(Beginning of SOURCE DATA)

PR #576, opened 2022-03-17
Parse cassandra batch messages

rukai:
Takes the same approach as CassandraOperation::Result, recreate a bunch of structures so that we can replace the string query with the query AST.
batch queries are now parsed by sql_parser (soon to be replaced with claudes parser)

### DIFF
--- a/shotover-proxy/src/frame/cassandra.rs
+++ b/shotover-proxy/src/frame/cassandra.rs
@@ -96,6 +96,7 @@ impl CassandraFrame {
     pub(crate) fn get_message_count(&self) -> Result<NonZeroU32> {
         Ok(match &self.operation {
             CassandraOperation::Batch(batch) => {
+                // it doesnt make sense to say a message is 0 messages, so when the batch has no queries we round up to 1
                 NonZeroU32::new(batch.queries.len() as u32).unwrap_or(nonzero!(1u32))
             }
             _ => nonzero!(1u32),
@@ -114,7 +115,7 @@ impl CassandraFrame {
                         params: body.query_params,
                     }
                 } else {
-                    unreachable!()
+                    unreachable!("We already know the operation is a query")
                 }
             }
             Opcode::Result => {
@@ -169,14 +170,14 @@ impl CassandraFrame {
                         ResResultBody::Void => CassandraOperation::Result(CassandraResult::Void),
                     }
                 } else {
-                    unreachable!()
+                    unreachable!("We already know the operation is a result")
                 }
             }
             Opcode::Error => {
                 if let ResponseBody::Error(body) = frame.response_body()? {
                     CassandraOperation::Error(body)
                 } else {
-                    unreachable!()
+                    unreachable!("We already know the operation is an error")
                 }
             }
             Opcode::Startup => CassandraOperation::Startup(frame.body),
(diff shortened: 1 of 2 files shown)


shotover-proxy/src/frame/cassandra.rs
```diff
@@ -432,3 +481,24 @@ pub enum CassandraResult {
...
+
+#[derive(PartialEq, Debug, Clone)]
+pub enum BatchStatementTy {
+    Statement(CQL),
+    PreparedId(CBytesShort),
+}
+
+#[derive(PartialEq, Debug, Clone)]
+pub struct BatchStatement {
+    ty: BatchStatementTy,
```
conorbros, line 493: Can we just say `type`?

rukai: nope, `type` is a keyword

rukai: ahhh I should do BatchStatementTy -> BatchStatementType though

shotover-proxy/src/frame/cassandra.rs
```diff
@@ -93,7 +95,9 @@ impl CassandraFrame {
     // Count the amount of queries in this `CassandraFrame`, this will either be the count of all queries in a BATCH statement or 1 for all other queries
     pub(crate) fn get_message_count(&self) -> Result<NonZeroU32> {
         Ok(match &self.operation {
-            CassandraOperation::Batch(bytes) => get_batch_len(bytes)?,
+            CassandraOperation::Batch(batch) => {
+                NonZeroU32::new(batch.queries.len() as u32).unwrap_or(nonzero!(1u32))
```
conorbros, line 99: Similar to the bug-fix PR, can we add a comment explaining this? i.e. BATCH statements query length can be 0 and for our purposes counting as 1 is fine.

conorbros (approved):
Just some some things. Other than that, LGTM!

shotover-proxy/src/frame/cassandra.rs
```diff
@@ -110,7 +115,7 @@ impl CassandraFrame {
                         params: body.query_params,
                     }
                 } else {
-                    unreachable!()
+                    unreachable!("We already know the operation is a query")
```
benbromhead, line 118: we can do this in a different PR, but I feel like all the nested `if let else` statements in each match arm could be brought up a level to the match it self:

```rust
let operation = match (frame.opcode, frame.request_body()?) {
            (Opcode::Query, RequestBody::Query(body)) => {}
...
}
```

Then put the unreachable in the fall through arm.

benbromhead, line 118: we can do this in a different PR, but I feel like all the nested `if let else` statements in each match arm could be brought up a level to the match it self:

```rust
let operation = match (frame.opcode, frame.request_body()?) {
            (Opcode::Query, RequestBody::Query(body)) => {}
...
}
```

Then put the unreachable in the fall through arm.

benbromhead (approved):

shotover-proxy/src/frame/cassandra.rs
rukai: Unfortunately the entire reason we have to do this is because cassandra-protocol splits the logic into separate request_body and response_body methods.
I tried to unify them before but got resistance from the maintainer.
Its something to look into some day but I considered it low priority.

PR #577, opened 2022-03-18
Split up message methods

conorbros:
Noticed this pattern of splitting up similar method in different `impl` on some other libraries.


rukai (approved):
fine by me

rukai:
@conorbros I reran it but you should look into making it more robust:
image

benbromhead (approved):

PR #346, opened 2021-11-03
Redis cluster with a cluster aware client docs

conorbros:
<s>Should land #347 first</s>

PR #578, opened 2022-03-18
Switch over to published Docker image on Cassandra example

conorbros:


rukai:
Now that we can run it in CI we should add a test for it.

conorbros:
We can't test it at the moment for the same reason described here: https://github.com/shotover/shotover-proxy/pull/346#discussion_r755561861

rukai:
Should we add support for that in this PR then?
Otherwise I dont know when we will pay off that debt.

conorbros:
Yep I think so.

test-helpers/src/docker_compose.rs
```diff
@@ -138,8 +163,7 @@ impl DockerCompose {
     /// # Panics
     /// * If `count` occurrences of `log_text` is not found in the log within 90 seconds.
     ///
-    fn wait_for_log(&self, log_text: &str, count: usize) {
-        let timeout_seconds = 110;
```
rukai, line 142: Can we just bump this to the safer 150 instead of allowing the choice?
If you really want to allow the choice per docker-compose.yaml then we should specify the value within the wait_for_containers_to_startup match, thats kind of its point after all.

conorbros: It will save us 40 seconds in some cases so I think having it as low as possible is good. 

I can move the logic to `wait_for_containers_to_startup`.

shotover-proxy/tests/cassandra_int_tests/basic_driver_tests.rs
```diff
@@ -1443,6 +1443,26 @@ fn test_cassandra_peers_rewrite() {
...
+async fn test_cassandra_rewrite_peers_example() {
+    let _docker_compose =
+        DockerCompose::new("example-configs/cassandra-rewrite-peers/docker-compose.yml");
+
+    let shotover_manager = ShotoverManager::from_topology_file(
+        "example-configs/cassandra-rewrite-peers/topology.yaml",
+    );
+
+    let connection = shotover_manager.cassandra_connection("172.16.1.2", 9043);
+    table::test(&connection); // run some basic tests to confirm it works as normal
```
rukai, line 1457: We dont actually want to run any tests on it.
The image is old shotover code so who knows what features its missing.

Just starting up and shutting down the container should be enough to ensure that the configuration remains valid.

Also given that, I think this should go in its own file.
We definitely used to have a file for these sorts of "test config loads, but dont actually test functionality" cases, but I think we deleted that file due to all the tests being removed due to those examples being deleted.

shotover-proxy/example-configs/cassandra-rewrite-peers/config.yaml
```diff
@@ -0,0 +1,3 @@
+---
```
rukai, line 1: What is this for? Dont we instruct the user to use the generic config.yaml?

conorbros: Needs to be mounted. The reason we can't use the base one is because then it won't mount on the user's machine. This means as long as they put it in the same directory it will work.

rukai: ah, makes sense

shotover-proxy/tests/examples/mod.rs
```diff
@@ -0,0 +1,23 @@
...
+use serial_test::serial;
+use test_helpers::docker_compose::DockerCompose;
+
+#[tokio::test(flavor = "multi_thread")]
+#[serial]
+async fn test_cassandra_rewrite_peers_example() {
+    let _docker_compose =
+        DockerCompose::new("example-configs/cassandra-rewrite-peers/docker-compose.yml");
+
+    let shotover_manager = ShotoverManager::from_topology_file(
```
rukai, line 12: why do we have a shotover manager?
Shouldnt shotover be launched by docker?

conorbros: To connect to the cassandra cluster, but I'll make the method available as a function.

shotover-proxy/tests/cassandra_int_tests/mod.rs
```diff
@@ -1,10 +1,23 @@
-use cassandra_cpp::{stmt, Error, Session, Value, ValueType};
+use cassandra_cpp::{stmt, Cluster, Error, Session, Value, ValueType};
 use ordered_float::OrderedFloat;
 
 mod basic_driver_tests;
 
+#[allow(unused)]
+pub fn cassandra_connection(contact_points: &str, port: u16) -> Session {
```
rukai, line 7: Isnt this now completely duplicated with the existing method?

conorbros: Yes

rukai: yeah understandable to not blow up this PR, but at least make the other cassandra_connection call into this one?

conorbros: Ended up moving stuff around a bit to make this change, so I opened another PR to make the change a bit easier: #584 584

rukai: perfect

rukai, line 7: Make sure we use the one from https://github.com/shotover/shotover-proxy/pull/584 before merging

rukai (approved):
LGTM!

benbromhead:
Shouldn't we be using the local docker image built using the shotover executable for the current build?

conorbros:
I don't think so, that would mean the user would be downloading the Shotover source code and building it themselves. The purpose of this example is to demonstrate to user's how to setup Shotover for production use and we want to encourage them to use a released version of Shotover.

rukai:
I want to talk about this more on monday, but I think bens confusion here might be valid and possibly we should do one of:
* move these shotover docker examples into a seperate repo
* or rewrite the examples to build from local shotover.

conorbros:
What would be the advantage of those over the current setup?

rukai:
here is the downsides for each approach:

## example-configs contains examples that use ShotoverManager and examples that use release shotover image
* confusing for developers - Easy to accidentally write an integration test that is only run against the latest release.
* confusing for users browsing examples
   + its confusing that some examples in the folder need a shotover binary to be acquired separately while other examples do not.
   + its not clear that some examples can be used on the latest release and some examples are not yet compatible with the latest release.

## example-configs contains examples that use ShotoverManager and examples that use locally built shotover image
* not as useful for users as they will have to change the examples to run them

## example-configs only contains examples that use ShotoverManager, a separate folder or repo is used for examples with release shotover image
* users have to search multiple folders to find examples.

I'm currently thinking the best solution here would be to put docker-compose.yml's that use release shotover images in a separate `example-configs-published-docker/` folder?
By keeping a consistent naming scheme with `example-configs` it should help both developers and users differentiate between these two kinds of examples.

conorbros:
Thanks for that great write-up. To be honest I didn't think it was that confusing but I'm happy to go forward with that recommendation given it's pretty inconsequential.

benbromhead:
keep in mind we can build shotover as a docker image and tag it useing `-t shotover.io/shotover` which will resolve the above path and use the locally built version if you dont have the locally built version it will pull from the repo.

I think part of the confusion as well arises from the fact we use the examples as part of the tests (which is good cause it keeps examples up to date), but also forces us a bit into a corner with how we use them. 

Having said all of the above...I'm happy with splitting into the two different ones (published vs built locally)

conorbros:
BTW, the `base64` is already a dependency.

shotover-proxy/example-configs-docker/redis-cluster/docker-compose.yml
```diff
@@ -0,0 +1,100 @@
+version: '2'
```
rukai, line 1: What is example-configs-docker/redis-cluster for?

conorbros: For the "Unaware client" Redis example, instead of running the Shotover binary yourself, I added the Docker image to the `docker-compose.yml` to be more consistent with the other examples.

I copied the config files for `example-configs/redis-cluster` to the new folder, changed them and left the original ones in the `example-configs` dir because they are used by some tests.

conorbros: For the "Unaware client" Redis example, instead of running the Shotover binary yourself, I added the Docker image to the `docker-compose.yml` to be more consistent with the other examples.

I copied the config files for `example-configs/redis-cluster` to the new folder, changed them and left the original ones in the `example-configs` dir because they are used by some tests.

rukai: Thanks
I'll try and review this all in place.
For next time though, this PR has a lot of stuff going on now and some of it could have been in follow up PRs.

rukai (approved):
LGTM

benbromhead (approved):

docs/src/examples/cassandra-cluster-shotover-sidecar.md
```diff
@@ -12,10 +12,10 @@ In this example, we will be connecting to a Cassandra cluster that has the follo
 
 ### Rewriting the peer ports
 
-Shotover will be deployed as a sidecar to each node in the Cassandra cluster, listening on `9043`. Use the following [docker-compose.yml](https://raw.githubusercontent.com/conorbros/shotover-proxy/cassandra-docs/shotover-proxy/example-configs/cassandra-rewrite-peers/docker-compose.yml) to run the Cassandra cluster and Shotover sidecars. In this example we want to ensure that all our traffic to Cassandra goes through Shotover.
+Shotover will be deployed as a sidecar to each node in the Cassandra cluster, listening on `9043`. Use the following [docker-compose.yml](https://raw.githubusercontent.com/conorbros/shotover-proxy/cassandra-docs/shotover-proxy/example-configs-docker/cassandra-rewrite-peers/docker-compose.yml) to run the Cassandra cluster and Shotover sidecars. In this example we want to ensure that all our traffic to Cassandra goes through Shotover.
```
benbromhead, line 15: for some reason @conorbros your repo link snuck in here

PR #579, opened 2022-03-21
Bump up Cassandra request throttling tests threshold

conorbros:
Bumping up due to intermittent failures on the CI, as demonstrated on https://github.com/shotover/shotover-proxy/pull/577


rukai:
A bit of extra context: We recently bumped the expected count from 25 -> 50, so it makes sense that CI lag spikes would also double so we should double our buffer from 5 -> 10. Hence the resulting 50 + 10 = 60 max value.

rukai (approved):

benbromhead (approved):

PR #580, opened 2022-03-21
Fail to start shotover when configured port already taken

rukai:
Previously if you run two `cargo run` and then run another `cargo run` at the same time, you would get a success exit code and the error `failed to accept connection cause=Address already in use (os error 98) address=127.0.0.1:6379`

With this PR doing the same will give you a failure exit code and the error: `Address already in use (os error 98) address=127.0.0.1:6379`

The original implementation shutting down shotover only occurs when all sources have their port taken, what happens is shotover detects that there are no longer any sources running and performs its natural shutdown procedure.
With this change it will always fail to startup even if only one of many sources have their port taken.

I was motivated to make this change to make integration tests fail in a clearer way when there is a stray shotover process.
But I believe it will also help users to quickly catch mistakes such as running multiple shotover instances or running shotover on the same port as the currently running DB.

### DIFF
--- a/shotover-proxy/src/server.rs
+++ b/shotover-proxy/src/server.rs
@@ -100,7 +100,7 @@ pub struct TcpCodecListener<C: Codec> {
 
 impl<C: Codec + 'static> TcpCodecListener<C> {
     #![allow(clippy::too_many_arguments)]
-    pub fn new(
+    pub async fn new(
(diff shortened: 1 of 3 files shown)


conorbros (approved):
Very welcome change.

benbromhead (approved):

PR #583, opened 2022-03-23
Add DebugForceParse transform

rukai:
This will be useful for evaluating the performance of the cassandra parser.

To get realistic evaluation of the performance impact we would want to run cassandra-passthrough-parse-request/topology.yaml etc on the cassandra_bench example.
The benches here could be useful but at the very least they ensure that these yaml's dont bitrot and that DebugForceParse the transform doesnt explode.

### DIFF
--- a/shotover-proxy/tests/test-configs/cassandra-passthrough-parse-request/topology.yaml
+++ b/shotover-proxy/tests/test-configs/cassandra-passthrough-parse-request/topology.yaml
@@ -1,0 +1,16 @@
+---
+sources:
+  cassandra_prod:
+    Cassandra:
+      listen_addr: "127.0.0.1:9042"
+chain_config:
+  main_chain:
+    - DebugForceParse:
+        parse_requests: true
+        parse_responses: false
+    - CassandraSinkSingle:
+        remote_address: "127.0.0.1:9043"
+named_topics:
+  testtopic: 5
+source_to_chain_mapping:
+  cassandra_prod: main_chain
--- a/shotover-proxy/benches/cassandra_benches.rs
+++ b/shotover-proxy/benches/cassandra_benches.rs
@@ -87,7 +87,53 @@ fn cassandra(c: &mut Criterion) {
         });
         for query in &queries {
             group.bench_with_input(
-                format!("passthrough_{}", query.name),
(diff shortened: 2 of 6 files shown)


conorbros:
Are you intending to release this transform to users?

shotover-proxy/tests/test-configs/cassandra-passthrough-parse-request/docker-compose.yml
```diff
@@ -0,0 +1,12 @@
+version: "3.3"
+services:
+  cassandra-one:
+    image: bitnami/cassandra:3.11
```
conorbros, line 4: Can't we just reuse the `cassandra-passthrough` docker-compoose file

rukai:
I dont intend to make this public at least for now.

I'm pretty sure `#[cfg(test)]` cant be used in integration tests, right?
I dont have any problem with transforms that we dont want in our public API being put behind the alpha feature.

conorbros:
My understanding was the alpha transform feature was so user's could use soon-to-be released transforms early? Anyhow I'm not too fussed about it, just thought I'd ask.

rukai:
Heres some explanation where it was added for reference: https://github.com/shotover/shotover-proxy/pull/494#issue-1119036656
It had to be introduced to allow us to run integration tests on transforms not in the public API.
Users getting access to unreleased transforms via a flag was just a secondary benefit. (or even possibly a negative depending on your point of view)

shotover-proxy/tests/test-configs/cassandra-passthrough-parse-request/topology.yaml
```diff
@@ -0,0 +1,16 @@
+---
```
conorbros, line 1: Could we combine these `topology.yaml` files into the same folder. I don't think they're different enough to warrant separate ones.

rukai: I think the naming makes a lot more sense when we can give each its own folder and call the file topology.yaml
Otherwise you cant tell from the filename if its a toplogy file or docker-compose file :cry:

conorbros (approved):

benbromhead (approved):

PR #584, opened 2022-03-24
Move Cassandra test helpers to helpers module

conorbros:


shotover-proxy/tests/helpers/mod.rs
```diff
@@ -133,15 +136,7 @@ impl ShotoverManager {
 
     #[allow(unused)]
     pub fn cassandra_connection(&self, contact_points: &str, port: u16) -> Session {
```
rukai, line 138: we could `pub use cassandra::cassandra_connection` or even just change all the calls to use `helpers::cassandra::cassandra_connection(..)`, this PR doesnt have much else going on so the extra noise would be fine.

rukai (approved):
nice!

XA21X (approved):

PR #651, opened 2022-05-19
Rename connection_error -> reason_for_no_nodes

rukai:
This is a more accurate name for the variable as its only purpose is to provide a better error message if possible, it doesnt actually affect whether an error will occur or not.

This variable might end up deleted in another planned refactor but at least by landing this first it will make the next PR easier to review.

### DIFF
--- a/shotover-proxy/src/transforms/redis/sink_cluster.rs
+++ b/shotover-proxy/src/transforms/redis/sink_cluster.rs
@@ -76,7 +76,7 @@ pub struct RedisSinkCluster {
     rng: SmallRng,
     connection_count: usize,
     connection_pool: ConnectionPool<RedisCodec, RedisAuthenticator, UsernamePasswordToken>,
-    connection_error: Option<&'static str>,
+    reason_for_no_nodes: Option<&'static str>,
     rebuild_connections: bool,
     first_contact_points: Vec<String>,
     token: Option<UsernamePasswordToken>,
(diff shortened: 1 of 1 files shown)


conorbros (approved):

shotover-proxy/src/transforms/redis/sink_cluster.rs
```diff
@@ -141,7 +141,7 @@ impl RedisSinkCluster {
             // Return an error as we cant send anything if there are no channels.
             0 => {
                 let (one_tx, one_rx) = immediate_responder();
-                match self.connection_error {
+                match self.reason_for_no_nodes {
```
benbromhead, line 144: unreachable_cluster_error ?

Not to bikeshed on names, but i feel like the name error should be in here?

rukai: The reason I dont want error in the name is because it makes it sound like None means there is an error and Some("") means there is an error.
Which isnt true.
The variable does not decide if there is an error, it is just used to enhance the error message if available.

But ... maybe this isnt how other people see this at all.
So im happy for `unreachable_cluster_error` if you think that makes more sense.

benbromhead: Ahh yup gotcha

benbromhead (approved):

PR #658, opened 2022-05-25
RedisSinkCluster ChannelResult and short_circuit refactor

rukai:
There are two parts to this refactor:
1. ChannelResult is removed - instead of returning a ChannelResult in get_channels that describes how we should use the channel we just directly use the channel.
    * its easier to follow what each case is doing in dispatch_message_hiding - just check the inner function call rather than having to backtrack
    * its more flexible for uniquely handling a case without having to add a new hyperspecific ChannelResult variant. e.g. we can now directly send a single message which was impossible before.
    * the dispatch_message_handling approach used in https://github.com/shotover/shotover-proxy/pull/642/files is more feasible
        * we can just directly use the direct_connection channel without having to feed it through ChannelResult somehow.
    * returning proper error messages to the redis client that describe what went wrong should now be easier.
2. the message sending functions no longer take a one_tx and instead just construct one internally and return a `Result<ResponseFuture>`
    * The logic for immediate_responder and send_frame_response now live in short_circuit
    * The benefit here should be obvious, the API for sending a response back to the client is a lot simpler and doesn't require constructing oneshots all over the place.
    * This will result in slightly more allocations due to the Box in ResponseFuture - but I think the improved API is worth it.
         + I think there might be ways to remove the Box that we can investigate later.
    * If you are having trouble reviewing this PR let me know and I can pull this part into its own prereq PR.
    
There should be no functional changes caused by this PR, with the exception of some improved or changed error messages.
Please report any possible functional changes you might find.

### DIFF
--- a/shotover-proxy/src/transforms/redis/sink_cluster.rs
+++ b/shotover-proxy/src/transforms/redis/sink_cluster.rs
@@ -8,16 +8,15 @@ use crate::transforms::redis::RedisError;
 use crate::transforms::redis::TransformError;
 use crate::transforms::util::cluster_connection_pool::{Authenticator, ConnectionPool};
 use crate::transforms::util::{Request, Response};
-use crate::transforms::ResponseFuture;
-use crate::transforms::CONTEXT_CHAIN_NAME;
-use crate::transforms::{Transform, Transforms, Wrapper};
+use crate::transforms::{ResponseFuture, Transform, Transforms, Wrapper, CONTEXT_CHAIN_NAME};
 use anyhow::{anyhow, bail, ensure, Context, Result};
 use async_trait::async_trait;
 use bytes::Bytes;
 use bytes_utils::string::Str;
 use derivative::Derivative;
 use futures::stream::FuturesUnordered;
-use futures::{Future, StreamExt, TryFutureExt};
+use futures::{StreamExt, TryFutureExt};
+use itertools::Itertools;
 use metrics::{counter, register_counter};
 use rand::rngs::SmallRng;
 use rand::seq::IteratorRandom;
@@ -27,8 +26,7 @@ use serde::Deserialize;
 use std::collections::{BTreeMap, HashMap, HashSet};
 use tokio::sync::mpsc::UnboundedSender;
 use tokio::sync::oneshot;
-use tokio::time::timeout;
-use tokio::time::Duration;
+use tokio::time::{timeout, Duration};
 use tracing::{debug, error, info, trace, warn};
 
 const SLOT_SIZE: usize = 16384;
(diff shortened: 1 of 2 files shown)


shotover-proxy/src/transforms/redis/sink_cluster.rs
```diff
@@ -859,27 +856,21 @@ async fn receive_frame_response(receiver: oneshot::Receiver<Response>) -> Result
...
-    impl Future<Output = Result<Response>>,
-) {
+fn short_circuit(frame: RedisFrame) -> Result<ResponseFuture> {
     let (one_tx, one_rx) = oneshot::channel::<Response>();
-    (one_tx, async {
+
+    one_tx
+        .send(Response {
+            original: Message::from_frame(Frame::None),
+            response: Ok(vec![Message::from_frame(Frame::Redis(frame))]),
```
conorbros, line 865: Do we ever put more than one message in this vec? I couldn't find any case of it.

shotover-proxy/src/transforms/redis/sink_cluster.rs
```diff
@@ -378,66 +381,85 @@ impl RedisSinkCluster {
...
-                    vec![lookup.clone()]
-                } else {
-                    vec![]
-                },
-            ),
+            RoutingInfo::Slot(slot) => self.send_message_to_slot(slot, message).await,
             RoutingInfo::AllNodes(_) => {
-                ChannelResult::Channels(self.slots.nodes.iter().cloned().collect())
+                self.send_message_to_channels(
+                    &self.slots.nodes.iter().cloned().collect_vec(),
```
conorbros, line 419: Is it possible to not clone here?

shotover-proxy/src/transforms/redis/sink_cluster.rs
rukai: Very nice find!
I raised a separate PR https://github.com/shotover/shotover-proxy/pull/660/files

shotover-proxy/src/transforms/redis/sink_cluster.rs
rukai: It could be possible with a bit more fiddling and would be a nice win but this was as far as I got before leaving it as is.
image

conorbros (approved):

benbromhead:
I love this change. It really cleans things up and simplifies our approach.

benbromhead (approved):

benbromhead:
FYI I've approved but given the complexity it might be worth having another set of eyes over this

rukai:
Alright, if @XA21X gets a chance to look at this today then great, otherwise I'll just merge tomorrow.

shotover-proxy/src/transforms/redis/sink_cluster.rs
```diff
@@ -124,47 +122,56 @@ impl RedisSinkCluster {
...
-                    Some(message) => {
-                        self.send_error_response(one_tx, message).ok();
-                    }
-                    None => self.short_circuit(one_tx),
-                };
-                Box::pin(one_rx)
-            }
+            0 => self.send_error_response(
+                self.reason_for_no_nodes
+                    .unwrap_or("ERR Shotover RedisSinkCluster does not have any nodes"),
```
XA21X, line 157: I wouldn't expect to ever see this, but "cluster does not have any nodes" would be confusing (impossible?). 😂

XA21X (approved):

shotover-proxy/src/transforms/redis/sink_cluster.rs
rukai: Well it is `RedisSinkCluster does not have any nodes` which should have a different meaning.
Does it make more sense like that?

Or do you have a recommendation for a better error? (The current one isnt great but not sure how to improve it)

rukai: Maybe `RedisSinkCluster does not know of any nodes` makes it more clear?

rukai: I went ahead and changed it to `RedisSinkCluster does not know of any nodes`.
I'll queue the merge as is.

(End of SOURCE DATA)

#### [BRIEF]
Out of the data above, return each line where the word "longer" can be found.

#### [ANSWER TO THIS EXERCISE]
The original implementation shutting down shotover only occurs when all sources have their port taken, what happens is shotover detects that there are no longer any sources running and performs its natural shutdown procedure.
2. the message sending functions no longer take a one_tx and instead just construct one internally and return a `Result<ResponseFuture>`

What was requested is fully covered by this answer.